Saved entries
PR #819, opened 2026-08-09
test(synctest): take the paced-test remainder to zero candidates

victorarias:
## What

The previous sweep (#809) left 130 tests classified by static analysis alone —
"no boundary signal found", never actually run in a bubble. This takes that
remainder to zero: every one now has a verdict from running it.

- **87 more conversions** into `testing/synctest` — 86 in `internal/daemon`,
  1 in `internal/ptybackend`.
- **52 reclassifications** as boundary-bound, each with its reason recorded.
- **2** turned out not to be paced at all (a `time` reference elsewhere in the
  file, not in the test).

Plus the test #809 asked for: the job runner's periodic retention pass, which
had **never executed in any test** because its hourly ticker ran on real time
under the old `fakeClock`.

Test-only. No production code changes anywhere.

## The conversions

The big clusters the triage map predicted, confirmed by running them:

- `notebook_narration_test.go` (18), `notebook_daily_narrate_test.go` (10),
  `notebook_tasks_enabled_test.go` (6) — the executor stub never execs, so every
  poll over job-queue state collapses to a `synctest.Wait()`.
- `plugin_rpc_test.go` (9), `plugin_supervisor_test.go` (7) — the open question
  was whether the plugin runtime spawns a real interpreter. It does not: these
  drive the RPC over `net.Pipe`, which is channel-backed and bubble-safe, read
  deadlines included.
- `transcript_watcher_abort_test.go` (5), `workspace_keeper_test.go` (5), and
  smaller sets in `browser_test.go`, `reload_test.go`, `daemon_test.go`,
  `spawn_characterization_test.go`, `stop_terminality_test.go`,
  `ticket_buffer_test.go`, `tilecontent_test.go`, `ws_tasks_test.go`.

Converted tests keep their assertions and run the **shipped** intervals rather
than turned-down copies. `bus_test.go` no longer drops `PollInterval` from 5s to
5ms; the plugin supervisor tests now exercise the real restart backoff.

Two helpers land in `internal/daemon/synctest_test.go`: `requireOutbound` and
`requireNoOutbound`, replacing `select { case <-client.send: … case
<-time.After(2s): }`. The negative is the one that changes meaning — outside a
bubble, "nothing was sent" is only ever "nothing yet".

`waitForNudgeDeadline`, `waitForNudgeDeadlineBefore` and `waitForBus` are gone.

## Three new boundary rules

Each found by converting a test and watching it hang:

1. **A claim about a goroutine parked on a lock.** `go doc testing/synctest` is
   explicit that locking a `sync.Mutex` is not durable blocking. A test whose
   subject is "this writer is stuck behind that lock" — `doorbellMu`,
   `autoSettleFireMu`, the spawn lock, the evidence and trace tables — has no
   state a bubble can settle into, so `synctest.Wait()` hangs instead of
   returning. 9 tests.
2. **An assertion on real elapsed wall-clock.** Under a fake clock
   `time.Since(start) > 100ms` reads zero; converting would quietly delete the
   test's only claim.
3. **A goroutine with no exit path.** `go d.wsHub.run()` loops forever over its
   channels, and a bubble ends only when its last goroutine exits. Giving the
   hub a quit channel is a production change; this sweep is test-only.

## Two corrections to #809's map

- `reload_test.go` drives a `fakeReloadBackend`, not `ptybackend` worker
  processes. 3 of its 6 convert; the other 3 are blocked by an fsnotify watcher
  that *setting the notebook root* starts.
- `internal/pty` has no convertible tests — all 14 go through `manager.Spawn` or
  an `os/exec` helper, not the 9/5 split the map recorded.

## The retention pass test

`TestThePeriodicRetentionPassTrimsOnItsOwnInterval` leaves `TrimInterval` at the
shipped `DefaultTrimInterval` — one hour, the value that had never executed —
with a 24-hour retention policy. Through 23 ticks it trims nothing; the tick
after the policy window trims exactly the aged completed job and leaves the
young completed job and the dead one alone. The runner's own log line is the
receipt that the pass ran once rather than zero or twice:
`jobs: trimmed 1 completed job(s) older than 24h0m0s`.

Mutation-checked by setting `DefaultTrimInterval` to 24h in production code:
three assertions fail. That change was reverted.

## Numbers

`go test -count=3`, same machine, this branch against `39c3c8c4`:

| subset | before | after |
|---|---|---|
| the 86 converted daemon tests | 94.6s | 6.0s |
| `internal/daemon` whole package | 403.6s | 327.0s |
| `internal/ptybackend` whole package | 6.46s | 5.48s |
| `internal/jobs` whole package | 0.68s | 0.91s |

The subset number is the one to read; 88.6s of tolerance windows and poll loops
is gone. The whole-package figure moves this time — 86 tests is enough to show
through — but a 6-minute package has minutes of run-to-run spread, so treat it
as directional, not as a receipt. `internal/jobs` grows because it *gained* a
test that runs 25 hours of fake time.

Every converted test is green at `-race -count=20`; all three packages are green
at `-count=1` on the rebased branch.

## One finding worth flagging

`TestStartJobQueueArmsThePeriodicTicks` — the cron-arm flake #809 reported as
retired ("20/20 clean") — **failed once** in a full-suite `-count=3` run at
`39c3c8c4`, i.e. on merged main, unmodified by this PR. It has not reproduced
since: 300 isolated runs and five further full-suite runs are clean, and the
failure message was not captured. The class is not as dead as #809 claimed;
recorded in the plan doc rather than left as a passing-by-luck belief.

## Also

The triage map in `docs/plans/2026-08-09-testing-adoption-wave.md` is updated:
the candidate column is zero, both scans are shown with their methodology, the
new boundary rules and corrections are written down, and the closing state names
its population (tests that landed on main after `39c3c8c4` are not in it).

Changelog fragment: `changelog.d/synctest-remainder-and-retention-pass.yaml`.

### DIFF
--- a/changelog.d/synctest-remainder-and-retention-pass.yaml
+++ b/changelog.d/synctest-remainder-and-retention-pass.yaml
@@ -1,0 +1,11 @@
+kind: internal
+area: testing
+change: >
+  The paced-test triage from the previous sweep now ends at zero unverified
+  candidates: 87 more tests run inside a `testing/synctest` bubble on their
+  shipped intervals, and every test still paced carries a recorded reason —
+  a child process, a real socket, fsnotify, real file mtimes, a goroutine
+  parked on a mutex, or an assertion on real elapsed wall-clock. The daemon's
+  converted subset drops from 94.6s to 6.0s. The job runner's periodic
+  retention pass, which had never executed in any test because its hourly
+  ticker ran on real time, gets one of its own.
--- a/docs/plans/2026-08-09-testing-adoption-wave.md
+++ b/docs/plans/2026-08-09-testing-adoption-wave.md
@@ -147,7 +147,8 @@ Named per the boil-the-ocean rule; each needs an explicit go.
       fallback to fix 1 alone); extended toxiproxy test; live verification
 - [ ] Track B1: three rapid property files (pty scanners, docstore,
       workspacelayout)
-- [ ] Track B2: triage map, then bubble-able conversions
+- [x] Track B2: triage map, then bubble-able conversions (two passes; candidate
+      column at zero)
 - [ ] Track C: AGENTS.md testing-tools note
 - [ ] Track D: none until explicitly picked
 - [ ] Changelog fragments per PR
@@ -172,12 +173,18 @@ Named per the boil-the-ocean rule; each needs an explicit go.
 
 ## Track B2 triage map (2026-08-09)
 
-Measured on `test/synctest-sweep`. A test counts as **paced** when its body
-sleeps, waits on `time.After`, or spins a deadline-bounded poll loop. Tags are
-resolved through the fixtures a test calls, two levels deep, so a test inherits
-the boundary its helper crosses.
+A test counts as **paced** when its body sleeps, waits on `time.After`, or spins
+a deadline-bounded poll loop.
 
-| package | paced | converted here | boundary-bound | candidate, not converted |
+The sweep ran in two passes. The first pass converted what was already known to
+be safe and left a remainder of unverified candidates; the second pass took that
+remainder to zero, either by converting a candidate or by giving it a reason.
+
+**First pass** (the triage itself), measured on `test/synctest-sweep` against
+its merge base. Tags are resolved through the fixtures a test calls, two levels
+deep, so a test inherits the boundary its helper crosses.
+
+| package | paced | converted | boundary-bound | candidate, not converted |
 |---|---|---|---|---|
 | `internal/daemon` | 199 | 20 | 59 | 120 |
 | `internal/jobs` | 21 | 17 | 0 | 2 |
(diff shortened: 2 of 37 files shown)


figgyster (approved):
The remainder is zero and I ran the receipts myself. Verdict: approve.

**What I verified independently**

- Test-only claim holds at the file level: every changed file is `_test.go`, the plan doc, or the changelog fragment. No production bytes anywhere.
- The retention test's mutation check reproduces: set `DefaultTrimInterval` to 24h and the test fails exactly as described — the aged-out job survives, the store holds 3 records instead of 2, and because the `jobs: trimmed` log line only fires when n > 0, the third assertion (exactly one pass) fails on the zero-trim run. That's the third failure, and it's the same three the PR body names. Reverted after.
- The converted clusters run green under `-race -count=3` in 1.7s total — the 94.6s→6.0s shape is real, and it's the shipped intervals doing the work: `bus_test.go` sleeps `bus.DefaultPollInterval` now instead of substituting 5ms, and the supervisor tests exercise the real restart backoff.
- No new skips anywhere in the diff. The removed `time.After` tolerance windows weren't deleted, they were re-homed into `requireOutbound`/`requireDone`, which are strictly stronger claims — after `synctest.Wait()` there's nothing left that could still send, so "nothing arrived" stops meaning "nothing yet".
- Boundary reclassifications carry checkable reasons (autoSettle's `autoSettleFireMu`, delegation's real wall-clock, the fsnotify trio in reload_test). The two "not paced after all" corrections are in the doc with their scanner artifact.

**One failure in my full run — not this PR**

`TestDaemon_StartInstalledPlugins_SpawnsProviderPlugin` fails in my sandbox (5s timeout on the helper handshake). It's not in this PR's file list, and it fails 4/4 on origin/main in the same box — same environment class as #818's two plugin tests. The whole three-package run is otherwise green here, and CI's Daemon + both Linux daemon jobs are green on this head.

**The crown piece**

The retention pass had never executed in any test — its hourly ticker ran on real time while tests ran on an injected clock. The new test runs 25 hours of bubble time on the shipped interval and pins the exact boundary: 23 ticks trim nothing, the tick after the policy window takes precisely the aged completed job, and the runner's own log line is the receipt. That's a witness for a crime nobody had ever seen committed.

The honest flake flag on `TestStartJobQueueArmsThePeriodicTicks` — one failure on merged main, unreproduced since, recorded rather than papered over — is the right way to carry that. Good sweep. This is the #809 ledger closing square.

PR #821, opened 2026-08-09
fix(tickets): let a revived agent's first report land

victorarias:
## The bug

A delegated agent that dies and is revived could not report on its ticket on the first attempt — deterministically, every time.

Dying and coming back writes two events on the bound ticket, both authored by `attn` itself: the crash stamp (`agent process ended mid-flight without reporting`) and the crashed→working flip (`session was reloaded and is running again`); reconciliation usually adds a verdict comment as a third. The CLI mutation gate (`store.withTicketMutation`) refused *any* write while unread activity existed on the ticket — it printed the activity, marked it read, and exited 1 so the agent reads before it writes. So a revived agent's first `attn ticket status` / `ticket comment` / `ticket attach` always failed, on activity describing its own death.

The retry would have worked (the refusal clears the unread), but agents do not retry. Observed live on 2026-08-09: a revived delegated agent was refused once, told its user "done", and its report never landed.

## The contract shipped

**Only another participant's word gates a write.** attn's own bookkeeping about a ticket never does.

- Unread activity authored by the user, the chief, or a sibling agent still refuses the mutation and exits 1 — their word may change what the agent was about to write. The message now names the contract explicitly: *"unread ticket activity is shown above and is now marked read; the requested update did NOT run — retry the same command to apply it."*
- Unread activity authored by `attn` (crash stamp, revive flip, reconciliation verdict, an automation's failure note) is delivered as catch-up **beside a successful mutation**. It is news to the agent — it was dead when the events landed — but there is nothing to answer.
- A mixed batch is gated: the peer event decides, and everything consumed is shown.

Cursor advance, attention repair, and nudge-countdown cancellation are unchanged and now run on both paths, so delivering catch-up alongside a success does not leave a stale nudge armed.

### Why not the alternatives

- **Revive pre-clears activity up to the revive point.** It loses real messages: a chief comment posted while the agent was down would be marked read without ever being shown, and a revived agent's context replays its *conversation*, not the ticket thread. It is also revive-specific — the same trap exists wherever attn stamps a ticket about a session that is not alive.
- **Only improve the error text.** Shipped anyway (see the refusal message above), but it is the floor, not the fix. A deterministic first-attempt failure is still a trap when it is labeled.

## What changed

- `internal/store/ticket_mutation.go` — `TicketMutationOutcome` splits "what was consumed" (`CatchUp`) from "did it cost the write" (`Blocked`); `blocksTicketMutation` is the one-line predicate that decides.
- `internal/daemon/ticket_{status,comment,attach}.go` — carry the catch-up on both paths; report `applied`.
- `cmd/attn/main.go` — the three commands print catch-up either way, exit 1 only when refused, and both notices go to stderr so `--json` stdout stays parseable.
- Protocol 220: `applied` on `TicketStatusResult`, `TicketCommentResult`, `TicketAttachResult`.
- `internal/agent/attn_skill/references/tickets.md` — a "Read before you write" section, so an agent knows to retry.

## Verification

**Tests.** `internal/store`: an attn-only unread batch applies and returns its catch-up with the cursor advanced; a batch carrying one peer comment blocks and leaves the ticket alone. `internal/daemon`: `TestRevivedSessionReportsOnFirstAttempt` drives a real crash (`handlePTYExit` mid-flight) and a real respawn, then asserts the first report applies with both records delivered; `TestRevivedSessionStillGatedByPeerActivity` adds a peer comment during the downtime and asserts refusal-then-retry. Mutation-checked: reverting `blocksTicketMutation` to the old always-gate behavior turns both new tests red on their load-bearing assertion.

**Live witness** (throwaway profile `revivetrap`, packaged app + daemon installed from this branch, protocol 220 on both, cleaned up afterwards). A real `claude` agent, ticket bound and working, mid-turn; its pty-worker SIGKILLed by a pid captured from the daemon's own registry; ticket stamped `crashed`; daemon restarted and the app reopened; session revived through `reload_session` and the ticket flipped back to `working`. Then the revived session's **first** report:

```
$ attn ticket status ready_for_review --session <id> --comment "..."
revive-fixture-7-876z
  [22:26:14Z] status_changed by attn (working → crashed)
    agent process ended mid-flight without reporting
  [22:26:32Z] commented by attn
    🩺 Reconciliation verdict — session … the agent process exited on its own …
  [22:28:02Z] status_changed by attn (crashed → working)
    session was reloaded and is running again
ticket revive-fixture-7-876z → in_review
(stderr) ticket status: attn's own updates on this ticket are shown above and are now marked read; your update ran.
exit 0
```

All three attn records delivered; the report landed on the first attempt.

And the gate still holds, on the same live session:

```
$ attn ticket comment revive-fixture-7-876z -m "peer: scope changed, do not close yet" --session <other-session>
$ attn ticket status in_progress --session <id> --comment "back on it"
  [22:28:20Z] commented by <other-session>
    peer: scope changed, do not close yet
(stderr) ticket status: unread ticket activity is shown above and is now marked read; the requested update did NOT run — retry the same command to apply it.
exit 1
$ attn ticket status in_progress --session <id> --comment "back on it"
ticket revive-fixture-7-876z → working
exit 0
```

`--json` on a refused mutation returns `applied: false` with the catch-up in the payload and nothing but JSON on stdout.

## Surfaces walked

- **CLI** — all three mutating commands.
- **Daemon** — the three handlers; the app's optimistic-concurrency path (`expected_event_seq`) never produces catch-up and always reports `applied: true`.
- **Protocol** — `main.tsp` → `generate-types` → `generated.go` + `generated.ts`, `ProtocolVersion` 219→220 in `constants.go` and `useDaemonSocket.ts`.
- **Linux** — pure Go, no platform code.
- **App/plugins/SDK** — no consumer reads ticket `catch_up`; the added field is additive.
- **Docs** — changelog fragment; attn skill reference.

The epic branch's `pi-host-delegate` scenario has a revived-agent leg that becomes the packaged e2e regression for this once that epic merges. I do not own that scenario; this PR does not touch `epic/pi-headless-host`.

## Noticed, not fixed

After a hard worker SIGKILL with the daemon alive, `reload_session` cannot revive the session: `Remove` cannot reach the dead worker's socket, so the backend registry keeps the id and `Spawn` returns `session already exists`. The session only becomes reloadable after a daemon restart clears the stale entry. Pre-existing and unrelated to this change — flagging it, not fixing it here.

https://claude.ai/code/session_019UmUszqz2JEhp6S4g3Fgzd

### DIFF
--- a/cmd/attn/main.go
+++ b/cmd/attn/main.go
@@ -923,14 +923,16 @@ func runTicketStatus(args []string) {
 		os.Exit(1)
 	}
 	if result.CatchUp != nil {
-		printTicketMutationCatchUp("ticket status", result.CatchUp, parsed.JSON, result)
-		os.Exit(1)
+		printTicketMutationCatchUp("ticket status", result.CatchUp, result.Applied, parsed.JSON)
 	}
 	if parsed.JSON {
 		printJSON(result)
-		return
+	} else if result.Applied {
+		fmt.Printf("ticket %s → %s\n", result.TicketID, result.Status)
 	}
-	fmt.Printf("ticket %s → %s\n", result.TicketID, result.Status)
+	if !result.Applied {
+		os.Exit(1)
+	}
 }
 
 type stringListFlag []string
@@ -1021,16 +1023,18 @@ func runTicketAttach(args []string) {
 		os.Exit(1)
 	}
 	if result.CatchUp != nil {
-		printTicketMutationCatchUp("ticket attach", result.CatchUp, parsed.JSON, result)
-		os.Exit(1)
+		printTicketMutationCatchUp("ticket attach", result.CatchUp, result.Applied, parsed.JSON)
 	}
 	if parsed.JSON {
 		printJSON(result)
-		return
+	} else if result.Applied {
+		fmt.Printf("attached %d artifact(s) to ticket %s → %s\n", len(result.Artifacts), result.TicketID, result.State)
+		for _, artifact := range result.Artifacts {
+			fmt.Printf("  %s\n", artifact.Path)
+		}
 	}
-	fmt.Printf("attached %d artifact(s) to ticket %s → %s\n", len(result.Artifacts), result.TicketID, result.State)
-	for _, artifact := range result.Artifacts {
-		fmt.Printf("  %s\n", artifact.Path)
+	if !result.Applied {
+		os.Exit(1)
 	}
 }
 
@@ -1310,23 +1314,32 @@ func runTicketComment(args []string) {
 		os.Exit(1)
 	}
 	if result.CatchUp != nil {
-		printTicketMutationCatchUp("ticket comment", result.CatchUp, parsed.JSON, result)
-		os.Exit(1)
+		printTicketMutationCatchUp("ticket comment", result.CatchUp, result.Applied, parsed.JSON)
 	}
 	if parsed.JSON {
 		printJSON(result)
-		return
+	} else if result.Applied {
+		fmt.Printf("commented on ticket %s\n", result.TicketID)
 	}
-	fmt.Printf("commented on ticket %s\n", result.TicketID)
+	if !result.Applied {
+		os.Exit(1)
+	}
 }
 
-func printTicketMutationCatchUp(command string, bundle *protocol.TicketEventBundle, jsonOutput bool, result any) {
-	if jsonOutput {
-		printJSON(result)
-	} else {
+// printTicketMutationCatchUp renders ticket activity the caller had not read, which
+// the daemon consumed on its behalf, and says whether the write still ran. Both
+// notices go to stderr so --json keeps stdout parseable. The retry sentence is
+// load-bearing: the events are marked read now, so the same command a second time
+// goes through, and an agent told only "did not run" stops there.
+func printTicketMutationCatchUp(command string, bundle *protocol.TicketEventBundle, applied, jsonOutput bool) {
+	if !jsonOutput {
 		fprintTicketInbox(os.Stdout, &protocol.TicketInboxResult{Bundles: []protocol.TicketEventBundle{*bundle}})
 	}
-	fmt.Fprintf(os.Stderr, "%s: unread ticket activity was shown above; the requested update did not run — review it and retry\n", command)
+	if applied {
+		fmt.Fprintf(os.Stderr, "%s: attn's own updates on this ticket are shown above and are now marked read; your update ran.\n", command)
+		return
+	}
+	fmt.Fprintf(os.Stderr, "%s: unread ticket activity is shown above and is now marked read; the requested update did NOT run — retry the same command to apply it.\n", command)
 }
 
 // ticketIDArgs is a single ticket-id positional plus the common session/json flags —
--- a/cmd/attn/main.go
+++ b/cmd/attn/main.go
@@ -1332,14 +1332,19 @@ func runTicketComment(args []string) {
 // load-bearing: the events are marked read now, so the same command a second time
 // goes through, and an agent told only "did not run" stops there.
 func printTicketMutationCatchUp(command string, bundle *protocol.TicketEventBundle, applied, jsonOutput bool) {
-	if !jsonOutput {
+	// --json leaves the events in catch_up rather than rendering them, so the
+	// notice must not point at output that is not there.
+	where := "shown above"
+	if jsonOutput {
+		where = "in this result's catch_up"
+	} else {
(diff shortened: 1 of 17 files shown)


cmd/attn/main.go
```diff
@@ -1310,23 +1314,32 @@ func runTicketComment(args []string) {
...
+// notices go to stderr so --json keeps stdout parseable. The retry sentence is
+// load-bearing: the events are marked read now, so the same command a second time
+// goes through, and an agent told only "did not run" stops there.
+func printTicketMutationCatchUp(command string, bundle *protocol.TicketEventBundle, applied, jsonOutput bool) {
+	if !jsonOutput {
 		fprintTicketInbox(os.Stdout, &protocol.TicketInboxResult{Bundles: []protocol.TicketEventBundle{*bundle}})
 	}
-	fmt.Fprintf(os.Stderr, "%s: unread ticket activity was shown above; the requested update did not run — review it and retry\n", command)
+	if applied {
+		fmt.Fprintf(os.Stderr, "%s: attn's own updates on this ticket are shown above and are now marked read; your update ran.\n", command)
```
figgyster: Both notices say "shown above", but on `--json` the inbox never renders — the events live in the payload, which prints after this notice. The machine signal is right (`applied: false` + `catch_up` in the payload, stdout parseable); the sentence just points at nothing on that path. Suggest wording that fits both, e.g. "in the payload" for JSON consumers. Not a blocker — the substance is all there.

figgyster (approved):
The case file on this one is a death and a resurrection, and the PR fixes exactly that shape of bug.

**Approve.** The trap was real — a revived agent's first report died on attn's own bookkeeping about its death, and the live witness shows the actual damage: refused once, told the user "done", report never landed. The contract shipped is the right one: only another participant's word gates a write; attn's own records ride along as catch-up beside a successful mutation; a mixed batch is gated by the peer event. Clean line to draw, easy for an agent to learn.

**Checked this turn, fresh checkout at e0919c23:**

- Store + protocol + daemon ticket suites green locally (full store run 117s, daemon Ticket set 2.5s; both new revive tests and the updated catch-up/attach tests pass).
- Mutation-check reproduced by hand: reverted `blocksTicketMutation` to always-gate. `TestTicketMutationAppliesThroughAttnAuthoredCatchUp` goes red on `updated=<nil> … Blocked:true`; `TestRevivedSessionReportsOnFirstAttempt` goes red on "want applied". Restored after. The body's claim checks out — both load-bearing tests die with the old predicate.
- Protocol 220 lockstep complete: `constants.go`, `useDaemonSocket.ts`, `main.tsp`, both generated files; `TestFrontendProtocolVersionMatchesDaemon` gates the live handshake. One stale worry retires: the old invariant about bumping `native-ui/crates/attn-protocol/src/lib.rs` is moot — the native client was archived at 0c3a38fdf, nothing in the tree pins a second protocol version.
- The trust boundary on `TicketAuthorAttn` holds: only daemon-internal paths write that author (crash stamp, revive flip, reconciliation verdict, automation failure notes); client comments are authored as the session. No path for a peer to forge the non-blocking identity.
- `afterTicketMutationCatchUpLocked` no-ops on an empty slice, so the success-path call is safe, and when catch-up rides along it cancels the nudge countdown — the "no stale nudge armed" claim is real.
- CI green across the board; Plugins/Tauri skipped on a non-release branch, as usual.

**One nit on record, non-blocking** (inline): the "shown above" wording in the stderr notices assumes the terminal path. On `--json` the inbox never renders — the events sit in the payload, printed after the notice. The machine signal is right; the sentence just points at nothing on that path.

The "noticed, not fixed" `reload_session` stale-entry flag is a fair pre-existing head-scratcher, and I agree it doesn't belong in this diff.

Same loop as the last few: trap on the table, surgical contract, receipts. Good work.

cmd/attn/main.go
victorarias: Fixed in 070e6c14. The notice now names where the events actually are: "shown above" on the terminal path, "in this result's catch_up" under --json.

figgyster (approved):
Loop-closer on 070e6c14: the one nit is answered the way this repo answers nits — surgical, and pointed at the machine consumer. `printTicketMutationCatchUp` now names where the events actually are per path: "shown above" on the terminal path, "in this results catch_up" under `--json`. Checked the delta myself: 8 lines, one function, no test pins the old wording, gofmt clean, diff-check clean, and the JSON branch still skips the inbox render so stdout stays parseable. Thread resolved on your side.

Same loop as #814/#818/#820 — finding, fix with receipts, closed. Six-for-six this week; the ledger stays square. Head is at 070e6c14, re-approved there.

**Work to complete:**
Check each line of the records above, and copy those that hold the word "ticker".

**Finished exercise:**
had **never executed in any test** because its hourly ticker ran on real time
+  ticker ran on real time, gets one of its own.
The retention pass had never executed in any test — its hourly ticker ran on real time while tests ran on an injected clock. The new test runs 25 hours of bubble time on the shipped interval and pins the exact boundary: 23 ticks trim nothing, the tick after the policy window takes precisely the aged completed job, and the runner's own log line is the receipt. That's a witness for a crime nobody had ever seen committed.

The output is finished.